(Excerpts from a dataset)
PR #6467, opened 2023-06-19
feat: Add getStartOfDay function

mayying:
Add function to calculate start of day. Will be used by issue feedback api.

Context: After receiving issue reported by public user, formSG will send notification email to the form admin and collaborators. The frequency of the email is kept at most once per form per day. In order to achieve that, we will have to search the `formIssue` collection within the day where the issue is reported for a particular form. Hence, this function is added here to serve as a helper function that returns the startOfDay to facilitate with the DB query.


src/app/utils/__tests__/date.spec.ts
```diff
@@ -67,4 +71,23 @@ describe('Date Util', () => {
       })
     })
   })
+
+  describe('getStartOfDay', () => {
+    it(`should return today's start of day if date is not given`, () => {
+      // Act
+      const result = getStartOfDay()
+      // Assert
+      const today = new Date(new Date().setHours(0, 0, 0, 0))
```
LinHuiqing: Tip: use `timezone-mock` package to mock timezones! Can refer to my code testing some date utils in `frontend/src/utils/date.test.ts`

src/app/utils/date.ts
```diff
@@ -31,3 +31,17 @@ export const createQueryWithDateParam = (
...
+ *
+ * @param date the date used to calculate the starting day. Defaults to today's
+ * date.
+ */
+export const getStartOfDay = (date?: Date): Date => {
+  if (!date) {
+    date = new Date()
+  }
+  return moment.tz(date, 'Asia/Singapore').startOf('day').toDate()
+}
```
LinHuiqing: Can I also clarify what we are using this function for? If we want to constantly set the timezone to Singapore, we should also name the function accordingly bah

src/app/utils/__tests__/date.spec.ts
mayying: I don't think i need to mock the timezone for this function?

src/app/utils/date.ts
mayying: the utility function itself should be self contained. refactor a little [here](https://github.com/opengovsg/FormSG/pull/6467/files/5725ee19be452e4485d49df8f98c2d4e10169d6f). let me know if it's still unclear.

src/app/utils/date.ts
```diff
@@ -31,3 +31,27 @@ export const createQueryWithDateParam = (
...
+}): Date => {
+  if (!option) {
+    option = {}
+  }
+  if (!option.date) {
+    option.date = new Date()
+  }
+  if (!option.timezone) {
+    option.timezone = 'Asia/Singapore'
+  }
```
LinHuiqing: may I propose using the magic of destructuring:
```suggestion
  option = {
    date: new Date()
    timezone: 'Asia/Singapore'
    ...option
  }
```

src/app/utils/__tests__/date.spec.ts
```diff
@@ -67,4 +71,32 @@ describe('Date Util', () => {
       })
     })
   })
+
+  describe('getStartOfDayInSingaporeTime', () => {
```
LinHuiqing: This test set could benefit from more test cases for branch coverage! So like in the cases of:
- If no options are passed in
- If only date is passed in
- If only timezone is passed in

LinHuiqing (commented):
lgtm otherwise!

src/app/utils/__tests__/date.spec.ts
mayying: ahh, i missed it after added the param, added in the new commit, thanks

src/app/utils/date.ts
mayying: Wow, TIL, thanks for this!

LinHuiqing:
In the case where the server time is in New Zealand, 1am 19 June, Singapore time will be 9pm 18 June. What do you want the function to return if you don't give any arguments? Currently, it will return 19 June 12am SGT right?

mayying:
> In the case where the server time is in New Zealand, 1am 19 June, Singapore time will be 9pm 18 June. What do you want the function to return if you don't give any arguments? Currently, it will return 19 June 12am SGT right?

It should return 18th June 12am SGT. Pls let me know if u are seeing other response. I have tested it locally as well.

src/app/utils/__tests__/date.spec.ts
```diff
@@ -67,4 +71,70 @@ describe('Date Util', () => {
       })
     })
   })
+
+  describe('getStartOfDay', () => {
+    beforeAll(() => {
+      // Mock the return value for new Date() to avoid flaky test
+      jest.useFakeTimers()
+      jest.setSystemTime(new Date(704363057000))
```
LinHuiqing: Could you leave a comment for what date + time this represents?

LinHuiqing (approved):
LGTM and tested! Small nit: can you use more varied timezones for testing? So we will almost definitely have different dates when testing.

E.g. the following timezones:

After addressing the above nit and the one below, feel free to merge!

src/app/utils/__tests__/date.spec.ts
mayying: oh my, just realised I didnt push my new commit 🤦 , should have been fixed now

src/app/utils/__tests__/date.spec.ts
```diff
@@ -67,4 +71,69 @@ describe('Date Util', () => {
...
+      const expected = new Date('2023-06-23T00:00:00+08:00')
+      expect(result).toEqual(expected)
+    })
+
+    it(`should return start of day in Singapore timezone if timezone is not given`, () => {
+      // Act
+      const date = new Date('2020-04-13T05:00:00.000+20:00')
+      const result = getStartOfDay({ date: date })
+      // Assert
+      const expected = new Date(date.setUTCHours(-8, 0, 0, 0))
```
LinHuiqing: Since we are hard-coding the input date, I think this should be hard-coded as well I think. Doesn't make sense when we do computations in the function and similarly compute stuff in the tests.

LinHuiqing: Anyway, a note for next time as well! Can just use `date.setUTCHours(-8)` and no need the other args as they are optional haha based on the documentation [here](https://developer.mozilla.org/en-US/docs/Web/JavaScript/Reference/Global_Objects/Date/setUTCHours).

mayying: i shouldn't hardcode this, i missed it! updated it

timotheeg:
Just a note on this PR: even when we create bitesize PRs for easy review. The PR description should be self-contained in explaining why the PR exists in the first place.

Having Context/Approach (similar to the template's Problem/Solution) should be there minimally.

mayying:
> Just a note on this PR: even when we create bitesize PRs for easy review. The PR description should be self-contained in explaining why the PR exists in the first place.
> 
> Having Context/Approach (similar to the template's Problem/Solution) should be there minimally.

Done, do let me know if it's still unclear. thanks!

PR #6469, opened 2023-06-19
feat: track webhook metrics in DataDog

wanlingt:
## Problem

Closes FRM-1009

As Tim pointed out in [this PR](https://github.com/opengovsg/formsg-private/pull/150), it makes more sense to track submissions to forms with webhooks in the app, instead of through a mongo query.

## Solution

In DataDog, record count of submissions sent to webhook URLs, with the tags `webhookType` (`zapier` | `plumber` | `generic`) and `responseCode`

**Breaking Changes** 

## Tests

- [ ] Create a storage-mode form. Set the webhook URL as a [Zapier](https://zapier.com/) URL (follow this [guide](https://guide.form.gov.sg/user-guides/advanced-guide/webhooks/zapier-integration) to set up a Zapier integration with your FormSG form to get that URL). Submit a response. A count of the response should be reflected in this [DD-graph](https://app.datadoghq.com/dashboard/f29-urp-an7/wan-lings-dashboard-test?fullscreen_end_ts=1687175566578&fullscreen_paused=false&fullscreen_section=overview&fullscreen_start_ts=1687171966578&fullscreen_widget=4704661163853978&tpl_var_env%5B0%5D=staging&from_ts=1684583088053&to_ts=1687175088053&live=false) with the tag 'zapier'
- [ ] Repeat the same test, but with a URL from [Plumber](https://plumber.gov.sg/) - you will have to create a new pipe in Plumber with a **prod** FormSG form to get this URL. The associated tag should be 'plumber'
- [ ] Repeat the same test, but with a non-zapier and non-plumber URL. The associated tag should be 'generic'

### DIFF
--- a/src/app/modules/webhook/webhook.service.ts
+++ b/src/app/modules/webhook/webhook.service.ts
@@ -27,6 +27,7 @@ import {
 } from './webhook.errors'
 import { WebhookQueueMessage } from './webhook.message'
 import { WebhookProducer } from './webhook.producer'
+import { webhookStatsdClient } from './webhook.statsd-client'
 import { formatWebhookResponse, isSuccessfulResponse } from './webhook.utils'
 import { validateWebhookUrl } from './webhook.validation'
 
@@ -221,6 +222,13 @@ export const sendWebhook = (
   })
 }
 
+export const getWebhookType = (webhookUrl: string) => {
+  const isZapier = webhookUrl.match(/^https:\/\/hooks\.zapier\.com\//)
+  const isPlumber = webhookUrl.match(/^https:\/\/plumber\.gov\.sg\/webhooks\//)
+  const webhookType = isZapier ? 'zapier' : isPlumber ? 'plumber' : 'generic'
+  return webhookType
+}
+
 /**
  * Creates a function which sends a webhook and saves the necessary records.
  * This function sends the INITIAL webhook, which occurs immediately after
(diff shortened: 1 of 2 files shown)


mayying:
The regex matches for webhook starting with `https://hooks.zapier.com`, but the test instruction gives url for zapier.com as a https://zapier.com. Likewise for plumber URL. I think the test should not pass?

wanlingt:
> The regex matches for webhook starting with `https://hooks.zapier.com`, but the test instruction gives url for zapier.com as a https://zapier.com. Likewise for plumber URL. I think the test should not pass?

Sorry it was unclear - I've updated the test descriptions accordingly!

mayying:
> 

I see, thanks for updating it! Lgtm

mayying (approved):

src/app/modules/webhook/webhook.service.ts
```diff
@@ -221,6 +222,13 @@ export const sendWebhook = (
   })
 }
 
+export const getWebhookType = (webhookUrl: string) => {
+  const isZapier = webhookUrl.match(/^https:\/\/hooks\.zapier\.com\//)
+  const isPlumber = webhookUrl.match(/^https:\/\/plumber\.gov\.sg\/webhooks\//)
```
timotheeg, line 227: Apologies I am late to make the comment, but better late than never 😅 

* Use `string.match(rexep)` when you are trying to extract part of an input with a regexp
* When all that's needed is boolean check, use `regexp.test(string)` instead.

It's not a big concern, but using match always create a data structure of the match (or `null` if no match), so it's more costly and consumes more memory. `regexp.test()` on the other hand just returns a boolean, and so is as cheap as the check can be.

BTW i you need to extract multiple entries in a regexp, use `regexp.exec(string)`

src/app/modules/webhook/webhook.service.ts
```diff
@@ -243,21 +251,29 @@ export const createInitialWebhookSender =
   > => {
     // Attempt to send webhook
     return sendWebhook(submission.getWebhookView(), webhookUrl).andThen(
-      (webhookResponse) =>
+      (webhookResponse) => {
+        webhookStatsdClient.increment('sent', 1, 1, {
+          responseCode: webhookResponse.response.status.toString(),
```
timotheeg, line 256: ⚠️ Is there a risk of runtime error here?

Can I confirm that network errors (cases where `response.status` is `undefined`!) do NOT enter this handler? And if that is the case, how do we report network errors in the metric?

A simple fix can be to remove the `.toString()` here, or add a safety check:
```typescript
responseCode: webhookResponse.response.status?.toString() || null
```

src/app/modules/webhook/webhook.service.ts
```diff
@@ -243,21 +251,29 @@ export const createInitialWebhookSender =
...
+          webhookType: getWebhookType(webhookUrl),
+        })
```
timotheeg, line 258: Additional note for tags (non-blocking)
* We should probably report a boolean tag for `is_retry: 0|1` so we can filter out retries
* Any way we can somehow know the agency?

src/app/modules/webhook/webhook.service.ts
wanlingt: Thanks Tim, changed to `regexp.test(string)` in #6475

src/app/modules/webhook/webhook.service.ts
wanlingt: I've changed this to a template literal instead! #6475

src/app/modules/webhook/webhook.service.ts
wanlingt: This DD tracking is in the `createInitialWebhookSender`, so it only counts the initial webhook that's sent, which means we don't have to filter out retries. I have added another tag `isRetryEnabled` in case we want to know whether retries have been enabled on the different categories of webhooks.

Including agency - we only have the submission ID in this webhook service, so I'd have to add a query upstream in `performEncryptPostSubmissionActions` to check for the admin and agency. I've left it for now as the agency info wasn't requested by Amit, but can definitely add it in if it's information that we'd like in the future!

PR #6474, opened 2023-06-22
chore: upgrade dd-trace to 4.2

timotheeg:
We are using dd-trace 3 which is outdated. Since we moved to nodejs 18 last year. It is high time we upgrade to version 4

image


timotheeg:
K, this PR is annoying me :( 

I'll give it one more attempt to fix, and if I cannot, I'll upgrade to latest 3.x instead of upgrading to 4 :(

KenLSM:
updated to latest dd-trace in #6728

---

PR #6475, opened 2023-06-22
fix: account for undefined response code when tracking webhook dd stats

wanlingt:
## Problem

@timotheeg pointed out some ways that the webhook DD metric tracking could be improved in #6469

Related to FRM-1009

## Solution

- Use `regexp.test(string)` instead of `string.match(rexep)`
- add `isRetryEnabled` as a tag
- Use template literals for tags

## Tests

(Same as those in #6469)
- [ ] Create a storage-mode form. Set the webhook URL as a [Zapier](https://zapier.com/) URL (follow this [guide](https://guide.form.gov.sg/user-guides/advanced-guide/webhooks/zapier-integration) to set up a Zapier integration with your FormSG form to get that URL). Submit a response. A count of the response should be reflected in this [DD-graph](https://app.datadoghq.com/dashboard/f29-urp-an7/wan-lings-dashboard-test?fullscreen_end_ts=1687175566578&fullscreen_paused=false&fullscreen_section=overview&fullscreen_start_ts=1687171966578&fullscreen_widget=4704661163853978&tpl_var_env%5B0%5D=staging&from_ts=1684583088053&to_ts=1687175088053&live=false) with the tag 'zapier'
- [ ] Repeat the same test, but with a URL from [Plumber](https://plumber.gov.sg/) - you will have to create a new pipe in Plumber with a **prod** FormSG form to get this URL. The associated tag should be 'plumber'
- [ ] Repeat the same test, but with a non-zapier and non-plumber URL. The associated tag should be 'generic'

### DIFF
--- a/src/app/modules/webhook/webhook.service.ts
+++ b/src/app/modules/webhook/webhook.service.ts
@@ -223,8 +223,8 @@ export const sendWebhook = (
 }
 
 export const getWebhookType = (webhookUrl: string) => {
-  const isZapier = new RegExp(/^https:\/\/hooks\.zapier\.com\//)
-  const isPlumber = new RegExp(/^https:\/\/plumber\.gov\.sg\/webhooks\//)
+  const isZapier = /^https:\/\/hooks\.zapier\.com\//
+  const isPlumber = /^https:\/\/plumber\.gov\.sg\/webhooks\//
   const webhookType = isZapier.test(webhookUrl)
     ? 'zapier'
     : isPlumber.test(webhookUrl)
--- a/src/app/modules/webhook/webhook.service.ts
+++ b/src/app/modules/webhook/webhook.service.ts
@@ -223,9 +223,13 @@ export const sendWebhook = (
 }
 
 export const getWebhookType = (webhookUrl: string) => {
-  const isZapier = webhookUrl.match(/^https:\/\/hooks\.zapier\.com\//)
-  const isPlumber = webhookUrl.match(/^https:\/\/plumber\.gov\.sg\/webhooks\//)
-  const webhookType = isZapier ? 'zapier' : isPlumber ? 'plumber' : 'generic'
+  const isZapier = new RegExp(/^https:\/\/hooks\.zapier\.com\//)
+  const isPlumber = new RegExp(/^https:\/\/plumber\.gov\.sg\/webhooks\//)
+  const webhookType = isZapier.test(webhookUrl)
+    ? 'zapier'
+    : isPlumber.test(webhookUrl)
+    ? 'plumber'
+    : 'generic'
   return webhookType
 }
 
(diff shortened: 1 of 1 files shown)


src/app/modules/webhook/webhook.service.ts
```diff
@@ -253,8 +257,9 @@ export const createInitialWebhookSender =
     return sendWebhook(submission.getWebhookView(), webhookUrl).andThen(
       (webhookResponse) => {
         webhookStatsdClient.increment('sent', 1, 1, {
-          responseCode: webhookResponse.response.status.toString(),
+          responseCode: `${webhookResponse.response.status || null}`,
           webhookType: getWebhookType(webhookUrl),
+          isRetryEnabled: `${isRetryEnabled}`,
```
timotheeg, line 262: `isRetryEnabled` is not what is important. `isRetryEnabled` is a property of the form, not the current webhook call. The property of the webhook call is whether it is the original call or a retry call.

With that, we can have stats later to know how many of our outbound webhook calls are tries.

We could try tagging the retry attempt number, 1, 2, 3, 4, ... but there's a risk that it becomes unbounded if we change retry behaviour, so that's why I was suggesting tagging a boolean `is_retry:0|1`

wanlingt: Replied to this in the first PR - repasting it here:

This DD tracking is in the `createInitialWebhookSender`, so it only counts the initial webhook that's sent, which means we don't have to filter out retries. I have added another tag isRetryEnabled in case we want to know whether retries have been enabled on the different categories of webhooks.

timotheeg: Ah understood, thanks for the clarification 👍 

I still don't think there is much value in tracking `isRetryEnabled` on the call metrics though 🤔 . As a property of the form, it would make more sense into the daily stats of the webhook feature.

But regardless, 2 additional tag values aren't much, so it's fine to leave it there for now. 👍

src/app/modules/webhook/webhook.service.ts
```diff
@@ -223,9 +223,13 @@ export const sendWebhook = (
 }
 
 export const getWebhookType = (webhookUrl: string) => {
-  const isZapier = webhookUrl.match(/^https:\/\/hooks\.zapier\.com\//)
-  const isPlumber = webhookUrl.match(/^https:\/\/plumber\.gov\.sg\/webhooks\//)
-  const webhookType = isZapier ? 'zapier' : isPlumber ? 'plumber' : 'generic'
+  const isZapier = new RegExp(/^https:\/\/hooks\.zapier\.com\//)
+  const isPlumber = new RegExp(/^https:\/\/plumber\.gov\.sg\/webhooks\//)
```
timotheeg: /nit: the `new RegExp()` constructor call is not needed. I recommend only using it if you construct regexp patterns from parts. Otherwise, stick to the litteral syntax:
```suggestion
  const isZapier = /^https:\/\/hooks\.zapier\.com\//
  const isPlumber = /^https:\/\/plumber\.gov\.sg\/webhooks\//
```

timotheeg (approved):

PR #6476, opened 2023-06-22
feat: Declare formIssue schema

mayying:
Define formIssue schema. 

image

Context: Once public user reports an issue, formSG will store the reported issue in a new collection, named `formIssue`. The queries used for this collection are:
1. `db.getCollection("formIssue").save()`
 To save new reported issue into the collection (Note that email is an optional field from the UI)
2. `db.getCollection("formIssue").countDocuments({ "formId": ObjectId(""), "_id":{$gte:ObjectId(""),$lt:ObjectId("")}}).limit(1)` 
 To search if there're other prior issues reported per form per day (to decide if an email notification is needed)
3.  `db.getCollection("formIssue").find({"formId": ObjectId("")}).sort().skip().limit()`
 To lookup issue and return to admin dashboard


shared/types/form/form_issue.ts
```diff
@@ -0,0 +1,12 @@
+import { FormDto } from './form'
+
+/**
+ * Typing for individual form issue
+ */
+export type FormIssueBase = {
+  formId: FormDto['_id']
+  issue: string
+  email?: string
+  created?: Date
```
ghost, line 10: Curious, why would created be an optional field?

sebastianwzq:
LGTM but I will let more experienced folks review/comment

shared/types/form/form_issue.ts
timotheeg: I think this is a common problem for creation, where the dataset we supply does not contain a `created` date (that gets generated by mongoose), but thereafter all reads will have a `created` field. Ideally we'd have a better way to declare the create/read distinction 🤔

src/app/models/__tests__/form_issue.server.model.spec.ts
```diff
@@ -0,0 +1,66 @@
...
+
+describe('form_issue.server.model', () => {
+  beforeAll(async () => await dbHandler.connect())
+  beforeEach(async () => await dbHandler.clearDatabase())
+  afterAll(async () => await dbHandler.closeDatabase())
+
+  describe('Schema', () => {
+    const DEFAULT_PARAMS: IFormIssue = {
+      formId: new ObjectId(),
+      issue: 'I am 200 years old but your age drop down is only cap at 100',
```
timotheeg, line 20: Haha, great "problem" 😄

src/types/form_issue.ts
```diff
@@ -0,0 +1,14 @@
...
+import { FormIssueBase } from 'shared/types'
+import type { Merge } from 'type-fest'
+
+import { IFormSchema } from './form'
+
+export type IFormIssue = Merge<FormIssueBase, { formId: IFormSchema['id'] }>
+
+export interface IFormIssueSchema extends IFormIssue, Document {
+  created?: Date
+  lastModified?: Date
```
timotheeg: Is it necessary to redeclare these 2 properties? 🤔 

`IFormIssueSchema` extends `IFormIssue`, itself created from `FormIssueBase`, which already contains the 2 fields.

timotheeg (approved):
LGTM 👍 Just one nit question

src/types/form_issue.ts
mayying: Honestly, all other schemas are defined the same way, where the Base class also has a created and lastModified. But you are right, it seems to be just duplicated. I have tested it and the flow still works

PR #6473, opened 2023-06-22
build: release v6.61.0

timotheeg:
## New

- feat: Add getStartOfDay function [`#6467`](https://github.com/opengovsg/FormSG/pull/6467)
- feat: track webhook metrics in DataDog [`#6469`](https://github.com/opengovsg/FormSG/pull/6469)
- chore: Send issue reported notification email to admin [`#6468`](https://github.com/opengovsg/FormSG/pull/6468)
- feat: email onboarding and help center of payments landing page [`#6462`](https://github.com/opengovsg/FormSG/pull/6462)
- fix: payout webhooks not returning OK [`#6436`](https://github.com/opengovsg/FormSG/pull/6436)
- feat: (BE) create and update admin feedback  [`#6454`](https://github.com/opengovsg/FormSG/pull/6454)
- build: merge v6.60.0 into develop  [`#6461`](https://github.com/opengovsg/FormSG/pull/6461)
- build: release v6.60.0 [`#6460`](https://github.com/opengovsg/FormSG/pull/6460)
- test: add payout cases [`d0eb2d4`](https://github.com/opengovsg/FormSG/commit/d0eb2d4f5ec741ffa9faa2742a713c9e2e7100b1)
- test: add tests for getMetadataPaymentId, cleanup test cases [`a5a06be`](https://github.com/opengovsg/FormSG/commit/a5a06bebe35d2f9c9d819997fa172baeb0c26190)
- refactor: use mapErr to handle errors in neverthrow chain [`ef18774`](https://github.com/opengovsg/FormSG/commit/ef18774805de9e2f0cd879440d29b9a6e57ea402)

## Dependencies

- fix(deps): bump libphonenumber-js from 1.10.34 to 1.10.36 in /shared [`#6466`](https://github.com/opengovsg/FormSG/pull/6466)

» **Exercise description**
Go through the data above and return each line containing the string "payout".

» **Result**
- fix: payout webhooks not returning OK [`#6436`](https://github.com/opengovsg/FormSG/pull/6436)
- test: add payout cases [`d0eb2d4`](https://github.com/opengovsg/FormSG/commit/d0eb2d4f5ec741ffa9faa2742a713c9e2e7100b1)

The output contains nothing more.